Stored data entries:
· · · ·
PR #1283, opened 2023-05-17
PIECE: Mautic

bibhuty-did-this:
## What does this PR do?

Fixes # (issue)

### DIFF
--- a/packages/pieces/mautic/src/lib/actions/create-contact.ts
+++ b/packages/pieces/mautic/src/lib/actions/create-contact.ts
@@ -1,0 +1,66 @@
+import { createAction } from '@activepieces/pieces-framework';
+import {
+    httpClient,
+    HttpHeaders,
+    HttpMethod,
+    HttpRequest
+} from "@activepieces/pieces-common";
+import {appender, mauticCommon} from "../common";
+
+export const createContact = createAction({
+    description: 'Creates a new contact in Mautic CRM', // Must be a unique across the piece, this shouldn't be changed.
+    displayName: 'Create Contact',
+    name: 'create_mautic_contact',
+    sampleData:{
+        "firstname":"firstname",
+        "lastname":"lastname",
+        "email":"email@email.com",
+        "tags":"danger",
+        "company":"company",
+    },
+    props: {
+        authentication: mauticCommon.authentication,
+        firstname: mauticCommon.firstname,
+        lastname: mauticCommon.lastname,
+        email: mauticCommon.email,
+        tags: mauticCommon.tags,
+        company: mauticCommon.company,
+    },
+    run: async function (context) {
+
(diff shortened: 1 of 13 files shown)


packages/pieces/mautic/src/lib/common/index.ts
```diff
@@ -0,0 +1,64 @@
...
+        'If this `https://mautic.ddev.site/s/dashboard` is your dashboard link \n' +
+        'then your base_url should be `https://mautic.ddev.site/`',
+    access_token: 'To authorize a request for basic authentication,\n' +
+        'first enable Basic Authentication by navigating to \n' +
+        'Settings -> Configuration -> API Settings, set an Authorization header.\n' +
+        '1. Combine the username and password of a Mautic user with a colon :. \n' +
+        'For example,if your username is `user` and password is `password` then , user:password.\n' +
+        '2. Base64 encode the string from above. You can go to this website `https://www.base64encode.org/.` for the same.  \n' +
+        'After auth it\'ll look like. dXNlcjpwYXNzd29yZA==.\n' +
+        '3. Copy and paste the same.',
```
abuaboud: If Mauatic users is more familiar with user and password, It might be better for the end user to add them directly and in the authentication we can create two proprieties `user` and `password` and just encode them in the http request, what do you think? 

I.E shifting the encoding and merging to the piece level.

packages/pieces/mautic/src/lib/actions/create-contact.ts
```diff
@@ -0,0 +1,71 @@
...
+            authentication,
+            firstname,
+            lastname,
+            email,
+            tags,
+            company,
+        } = context.propsValue;
+
+        const {base_url: BASE_URL, access_token} = authentication;
+
```
abuaboud, line 43: A common mistake by the user to forget adding /, maybe we can handle this here.
```
base_url = base_url.endsWith('/') ? base_url : base_url + '/';
```

packages/pieces/mautic/src/lib/actions/create-contact.ts
```diff
@@ -0,0 +1,71 @@
...
+        const request: HttpRequest = {
+            method: HttpMethod.POST,
+            url: BASE_URL + appender.CONTACT_NEW,
+            body,
+            headers
+        }
+        try {
+            return await httpClient.sendRequest(request);
+        }catch (error) {
+            console.log('mautic-create-contact: body\n', body);
```
abuaboud: Would there be any issues if it is thrown directly? I believe that the engine captures these HTTP wrapper errors and presents them in a user-friendly manner.

abuaboud (changes requested):

abuaboud (approved):

PR #1285, opened 2023-05-17
chore: enable strict mode & switch check lint rule

abuaboud:
## What does this PR do?

1- Enabled Check on missing cases in switch
2- Enable Strict mode
3- Fix Validate Props (Props has to be not null and not undefined but unknown)


khaledmashaly (approved):
Excellente!

PR #2220, opened 2023-08-24
fix(storage): use deep equal for comparing objects 

Salem-Alaa:
## What does this PR do?
This code fix the storge bug for storing duplicate items even if ignore duplicate was selected
Fixes # (issue)

### DIFF
--- a/packages/backend/src/app/workers/sandbox.ts
+++ b/packages/backend/src/app/workers/sandbox.ts
@@ -264,7 +264,7 @@ export default class SandboxManager {
         if (SandboxManager._instance != null) {
             throw new Error('Use Singleton.instance instead of new.')
         }
-        for (let boxId = 0; boxId < 5000; ++boxId) {
+        for (let boxId = 0; boxId < 1000; ++boxId) {
             this.sandboxes.set(boxId, new Sandbox({
                 boxId,
                 cached: false,


packages/pieces/store/src/lib/actions/store-add-to-list.ts
```diff
@@ -1,5 +1,5 @@
 import { createAction, Property, StoreScope } from "@activepieces/pieces-framework";
-
+import isEqual from 'lodash/isEqual';
```
abuaboud: Please use deep-equal package that already installed, loadash is heavy package.

packages/pieces/store/src/lib/actions/store-add-to-list.ts
```diff
@@ -43,8 +43,12 @@ export const storageAddtoList = createAction({
         if (!Array.isArray(items)) {
             throw new Error(`Key ${context.propsValue['key']} is not an array`);
         }
-        if (context.propsValue['ignore_if_exists'] && items.includes(context.propsValue['value'])) {
-            return items;
+        if (context.propsValue['ignore_if_exists'] ) {
```
abuaboud: Can you also fix the remove item from the list, to filter everything that is equal to that object?

PR #2255, opened 2023-08-25
feat(salesforce): add bulk upsert action

landonmoir:
## What does this PR do?

This PR adds an action to the Salesforce piece that uses the Salesforce Bulk API to upsert records. Using the Bulk API bypasses the 200 record limit of the current Salesforce upsert action.


abuaboud:
@allcontributors please add @landonmoir for plugin

PR #2312, opened 2023-08-28
chore: load log config from env

khaledmashaly:
## What does this PR do?

- Add `SystemProp.LOG_LEVEL` to control log level
- Add `SystemProp.LOG_PRETTY` to control whether to output logs in a human-readable format
- Remove environment checks in logger code


packages/backend/src/app/helper/system/system.ts
```diff
@@ -60,8 +61,8 @@ export const system = {
         return getEnvVar(prop) === 'true'
     },
 
-    getOrThrow(prop: SystemProp): string {
-        const value = getEnvVar(prop)
+    getOrThrow<T extends string>(prop: SystemProp): T {
+        const value = getEnvVar(prop) as T | undefined
```
abuaboud, line 65: This is wrong, we need to fix that as far as I know process.env will always return string, I know we casteed but I think we need to fix it in human way

khaledmashaly: yes that's why `T extends string`, i.e. only enums or unions of string literals are qualified, so at the end they are still strings

abuaboud (approved):

PR #2336, opened 2023-08-29
feat(stripe): add create customer / create an invoice / search for a customer by email actions

lldiegon:
## What does this PR do?
This pull request adds 3 actions for the stripe piece:
- Create a customer
- Create an invoice
- Search for a customer by email

ANNOUNCEMENT=true

### DIFF
--- a/packages/pieces/stripe/src/lib/trigger/new-customer.ts
+++ b/packages/pieces/stripe/src/lib/trigger/new-customer.ts
@@ -42,7 +42,7 @@ export const stripeNewCustomer = createTrigger({
   },
   type: TriggerStrategy.WEBHOOK,
   async onEnable(context) {
-    const webhook = await stripeCommon.subscribeWebhook('customer.created', context.webhookUrl, context.auth);
+    const webhook = await stripeCommon.subscribeWebhook('customer.created', context.webhookUrl, context.auth.publicKey);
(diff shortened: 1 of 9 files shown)


lldiegon:
One thing to note: This might break current connections, because I had to adjust the authentication to be able to add a secret key. Which was required for the requests I added.

packages/pieces/stripe/src/lib/trigger/new-customer.ts
```diff
@@ -42,15 +42,15 @@ export const stripeNewCustomer = createTrigger({
...
+    const webhook = await stripeCommon.subscribeWebhook('customer.created', context.webhookUrl, context.auth.publicKey);
     await context.store.put<WebhookInformation>('_new_customer_trigger', {
       webhookId: webhook.id
     });
   },
   async onDisable(context) {
     const response = await context.store?.get<WebhookInformation>('_new_customer_trigger');
     if (response !== null && response !== undefined) {
-      await stripeCommon.unsubscribeWebhook(response.webhookId, context.auth);
+      await stripeCommon.unsubscribeWebhook(response.webhookId, context.auth.publicKey);
```
abuaboud: We should revert auth to secret key, because I think subscribe webhooks uses secrets key as well because they register endpoint.

abuaboud (approved):

PR #2406, opened 2023-08-31
feat(google-sheet): adding new action and fixing some text

### LINKED ISSUE #1921: [Piece] Google sheets enhancements
1) Add action to get row by row number.
2) Add action to get row iteratively by retrieving the next row from top to bottom every time the action is executed.
3) Make search optional in "Find Rows".
4) Add a filter property for "Find Rows" where to satisfy the query, the search would either be "included" or "exactly matches" the cell value being queried.

Salem-Alaa:
## What does this PR do?
Adding getRow(s) action
adding more descriptive error

Fixes #1921

### DIFF
--- a/packages/backend/.env
+++ b/packages/backend/.env
@@ -1,5 +1,5 @@
 AP_DB_TYPE=SQLITE3
-AP_DEV_PIECES="discord,delay,approval,hackernews,github,slack,store,wordpress"
+AP_DEV_PIECES="google-sheets,store"
 AP_ENVIRONMENT="dev"
 AP_FRONTEND_URL="http://localhost:4200"
 AP_LOG_LEVEL=debug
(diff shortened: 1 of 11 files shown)


packages/pieces/google-sheets/src/lib/actions/get-rows.ts
```diff
@@ -0,0 +1,100 @@
...
+        const row = await getGoogleSheetRows({
+            accessToken: auth['access_token'],
+            sheetName: sheetName,
+            spreadSheetId: propsValue['spreadsheet_id'],
+            rowIndex_s: starting_row,
+            rowIndex_e: end_row - 1
+        });
+
+        return row;
+    }
```
abuaboud, line 68: The logic is duplicated, It's better to have function and boolean that one doesn't save the end_row, and please use camelcase `endRow` and startingRow

packages/backend/.env
abuaboud, line 1: Can you please revert?

PR #2412, opened 2023-08-31
Fix: fasten saving steps and fix failing to save steps with long sample data

AbdulTheActivePiecer:
## What does this PR do?

Remove nextAction,firstLoopAction, onSuccessAction and onFailuireAction from being sent to backend on UPDATE_ACTION.

### DIFF
--- a/packages/ui/feature-builder-store/src/lib/store/flow/flow.effects.ts
+++ b/packages/ui/feature-builder-store/src/lib/store/flow/flow.effects.ts
@@ -40,6 +40,7 @@ import {
 import { canvasActions } from '../builder/canvas/canvas.action';
 import { ViewModeActions } from '../builder/viewmode/view-mode.action';
 import { ViewModeEnum } from '../../model';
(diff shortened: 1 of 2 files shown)


packages/ui/feature-builder-store/src/lib/store/flow/flow.effects.ts
```diff
@@ -220,24 +221,34 @@ export class FlowsEffects {
         const genSavedId = UUID.UUID();
         let flowOperation: FlowOperationRequest;
         switch (action.type) {
-          case FlowsActionType.UPDATE_TRIGGER:
+          case FlowsActionType.UPDATE_TRIGGER: {
+            const op =
+              FlowStructureUtil.removeAnySubequentStepsFromFlowOperationStep(
+                action.operation
+              ) as typeof action.operation;
```
abuaboud: Please don't use as, and removeAnySubequentStepsFromFlowOperationStep make return type update operation and map values there.

abuaboud (approved):

PR #2416, opened 2023-08-31
feat(openai-embeddings): New openai action that creates embeddings

Armangiau3:
## What does this PR do?

This is a new action for the OpenAI piece. It allows you to create an index of a text for similarity search or other purposes. To do this, the action transforms the text into an embedding, which is a numerical representation of the text. However, if your text is too large, it will be difficult to query it efficiently. Therefore, the piece splits the text into different chunks and creates embeddings for each chunk.

### DIFF
--- a/packages/pieces/openai/src/lib/actions/generate-embeddings.ts
+++ b/packages/pieces/openai/src/lib/actions/generate-embeddings.ts
@@ -79,12 +79,12 @@ const splitBychar = (
 export const createEmbeddingsFromText = createAction({
   auth: openaiAuth,
   name: 'create_embeddings',
-  displayName: 'Generate embeddings',
-  description: 'Chuck a text and generate embeddings for it',
+  displayName: 'Generate Embeddings from File',
+  description: 'Chuck a text file and generate embeddings for it',
   props: {
     textInput: Property.File({
-      displayName: 'Text Input File',
-      description: 'Enter the text input you want to tarsform to embeddings',
+      displayName: 'Text File',
+      description: 'The text file you want to transform into embeddings.',
       required: true,
     }),
     title: Property.ShortText({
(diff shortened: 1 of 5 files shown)


packages/pieces/openai/src/lib/actions/generate-embeddings.ts
```diff
@@ -0,0 +1,307 @@
...
+      for (const text of textInput) {
+        splitText(text as string);
+      }
+    } else {
+      splitText(textInput);
+    }
+
+    enc.free();
+
+    console.log('documents: ', textSplited);
```
abuaboud: nit: let's remove this, this would overflow the logs

packages/pieces/openai/src/lib/actions/generate-embeddings.ts
```diff
@@ -0,0 +1,307 @@
...
+};
+
+export const createEmbeddingsFromText = createAction({
+  auth: openaiAuth,
+  name: 'create_embeddings',
+  displayName: 'Generate embeddings',
+  description: 'Chuck a text and generate embeddings for it',
+  props: {
+    textInput: Property.File({
+      displayName: 'Text Input File',
```
abuaboud: rename to `Text File`

packages/pieces/openai/src/lib/actions/generate-embeddings.ts
```diff
@@ -0,0 +1,307 @@
...
+      description: 'Enter the text input you want to tarsform to embeddings',
```
abuaboud: Rename to `The text file you want to transform into embeddings.`

packages/pieces/openai/src/lib/actions/generate-embeddings.ts
```diff
@@ -0,0 +1,307 @@
...
+    }
+  }
+
+  return textSplited;
+};
+
+export const createEmbeddingsFromText = createAction({
+  auth: openaiAuth,
+  name: 'create_embeddings',
+  displayName: 'Generate embeddings',
```
abuaboud: Rename this to `Generate Embeddings from File`

abuaboud (changes requested):

PR #2419, opened 2023-08-31
feat(google-drive): add download file action

Armangiau3:
## What does this PR do?

This PR creates a new action to download any file from Google Drive, using its file id. The specific Google formats (Google Docs, Sheets, etc.) will be converted to their equivalent Microsoft 365 (docx, xlsx, etc.) format.

ANNOUNCEMENT=true

### DIFF
--- a/packages/pieces/google-drive/package.json
+++ b/packages/pieces/google-drive/package.json
@@ -1,4 +1,4 @@
 {
   "name": "@activepieces/piece-google-drive",
-  "version": "0.6.0"
+  "version": "0.5.1"
 }
--- a/packages/pieces/google-drive/package.json
+++ b/packages/pieces/google-drive/package.json
@@ -1,4 +1,4 @@
 {
   "name": "@activepieces/piece-google-drive",
-  "version": "0.5.0"
+  "version": "0.6.0"
 }
--- a/packages/pieces/google-drive/src/lib/action/download-file.ts
+++ b/packages/pieces/google-drive/src/lib/action/download-file.ts
@@ -1,0 +1,76 @@
+import { googleDriveAuth } from '../..';
+import { createAction, Property } from '@activepieces/pieces-framework';
+
+export const downloadFile = createAction({
+  auth: googleDriveAuth,
+  name: 'download_ggdrive_file',
+  displayName: 'Download file',
+  description: 'Download a selected file from google drive file',
+  props: {
+    fileId: Property.ShortText({
+      displayName: 'File ID',
+      description: 'The ID of the file to download',
+      required: true,
+    }),
+    mimeType: Property.ShortText({
+      displayName: 'MIME type',
+      description: 'The MIME type of the file to download',
+      required: true,
+    }),
+  },
+  run: async ({ auth, propsValue }) => {
+    const googledlCall = async (url: string) => {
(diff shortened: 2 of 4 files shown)


packages/pieces/google-drive/package.json
```diff
@@ -1,4 +1,4 @@
 {
   "name": "@activepieces/piece-google-drive",
-  "version": "0.5.0"
+  "version": "0.6.0"
```
abuaboud: Please only increment the minor version, as this change is backward compatible

packages/pieces/google-drive/src/lib/action/download-file.ts
```diff
@@ -0,0 +1,87 @@
...
+
+export const downloadFile = createAction({
+  auth: googleDriveAuth,
+  name: 'download_ggdrive_file',
+  displayName: 'Download file',
+  description: 'Download a selected file from google drive file',
+  props: {
+    fileId: Property.ShortText({
+      displayName: 'File ID',
+      description: 'The ID of the file to download',
```
abuaboud: In description, let's add this can come from new trigger or how to obtain this would be more useful.

packages/pieces/google-drive/src/lib/action/download-file.ts
```diff
@@ -0,0 +1,87 @@
...
+      required: true,
+    }),
+    mimeType: Property.ShortText({
+      displayName: 'MIME type',
+      description: 'The MIME type of the file to download',
```
abuaboud: I think it's good if we remove the description, it would clutter the UI.

packages/pieces/google-drive/src/lib/action/download-file.ts
```diff
@@ -0,0 +1,87 @@
...
+      required: true,
+    }),
+    fileName: Property.ShortText({
+      displayName: 'File name',
+      description: 'The indicative name of the file to download',
```
abuaboud: I think destination file name and the description would be that not the file name to download but rather what name to save it with.

abuaboud (changes requested):

packages/pieces/google-drive/src/lib/action/download-file.ts
```diff
@@ -0,0 +1,87 @@
...
+    fileId: Property.ShortText({
+      displayName: 'File ID',
+      description: 'File ID comming from | New File -> id |',
+      required: true,
+    }),
+    mimeType: Property.ShortText({
+      displayName: 'MIME type',
+      description: 'MIME type comming from | New File -> mimeType |',
+      required: true,
+    }),
```
abuaboud: I think it's possible to know mimetype from google while downloading the file, It would be better than asking the user.

packages/pieces/google-drive/src/lib/action/download-file.ts
```diff
@@ -0,0 +1,87 @@
...
+    fileName: Property.ShortText({
+      displayName: 'File name',
```
abuaboud: Change display Name to 'Destination File name'

abuaboud (changes requested):

abuaboud (approved):

PR #2427, opened 2023-08-31
feat(extract-text): New piece to extract text from any file

Armangiau3:
## What does this PR do?

This PR creates a new piece that contains one action (`Native Extraction`) that converts many types of documents (Microsoft 365 docs, OpenOffice docs, and PDF) to a `.textract.txt` file. This piece does not support any third-party services or OCR functionalities yet.


packages/pieces/extract-text/src/lib/actions/native-text-extraction.ts
```diff
@@ -0,0 +1,123 @@
...
+
+export const nativeTextExtraction = createAction({
+  name: 'native_text_extraction',
+  description:
+    'Extract text from many a file types (pdf, docx, pptx, xlsx, odt, odp, ods)',
+  displayName: 'Native Extraction',
+  props: {
+    file: Property.File({
+      displayName: 'File',
+      description: 'The file to extract text from',
```
abuaboud: We can remove the description here it's redundant

packages/pieces/extract-text/src/lib/actions/native-text-extraction.ts
```diff
@@ -0,0 +1,123 @@
...
+      required: true,
+    }),
+    precisePdfBreakingLines: Property.Checkbox({
+      displayName: 'Precise PDF Breaking Lines',
+      description:
+        'The pdf breaking lines annalisis is expensive but should works for small files',
```
abuaboud: `Checking this option will analyze PDF breaking lines more accurately. This might slow down processing for large files, but it works well for smaller ones.'`

abuaboud (changes requested):

abuaboud (dismissed):

PR #2499, opened 2023-09-04
fix: HTML/XML output not being shown correctly 

### LINKED ISSUE #1699: [BUG]: Result display will not display xml/html correctly
**Describe the bug**
If a piece returns something that contains xml or html tags are stripped in the result display. This is really bad user experience as it's unexpected and a normal user, who doesn't know what xss is and why tags may be stripped from ugc, will be completely confused by this. It also makes debugging way harder as you don't have any useful insight in how the structure looks and attribute values are not visible at all.

**To Reproduce**
1. Create a code step with the following code
```typescript
export const code = async (inputs) => {
    return '<hello>aaa<world>bbb</world>ccc</hello>'
};
```
2. Test the step
3. Look at the result

**Expected behavior**
Especially as scraping websites is a common use-case in no-code engines xml and html should be fully supported. Instead of stripping tags they should be escaped with their html encodings (&amp;lt; and &amp;gt;) to prevent xss.

**Screenshots**
image

AbdulTheActivePiecer:
## What does this PR do?

closes #1699

### DIFF
--- a/packages/ui/feature-builder-test-steps/src/lib/test-code-step/test-code-step.component.ts
+++ b/packages/ui/feature-builder-test-steps/src/lib/test-code-step/test-code-step.component.ts
@@ -86,7 +86,6 @@ export class TestCodeStepComponent extends TestStepCoreComponent {
           take(1),
           tap((step) => {
             if (step && step.type === ActionType.CODE) {
-              console.log(JSON.stringify(result.output));
               const clone: CodeAction = {
                 ...step,
                 settings: {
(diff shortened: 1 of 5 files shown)


packages/ui/feature-builder-test-steps/src/lib/test-code-step/test-code-step.component.ts
```diff
@@ -86,6 +86,7 @@ export class TestCodeStepComponent extends TestStepCoreComponent {
           take(1),
           tap((step) => {
             if (step && step.type === ActionType.CODE) {
+              console.log(JSON.stringify(result.output));
```
abuaboud: Remove

abuaboud (approved):

abuaboud (approved):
· · · ·
Copy all the lines from the data above that hold the word "company".

+        "company":"company",
+        company: mauticCommon.company,
+            company,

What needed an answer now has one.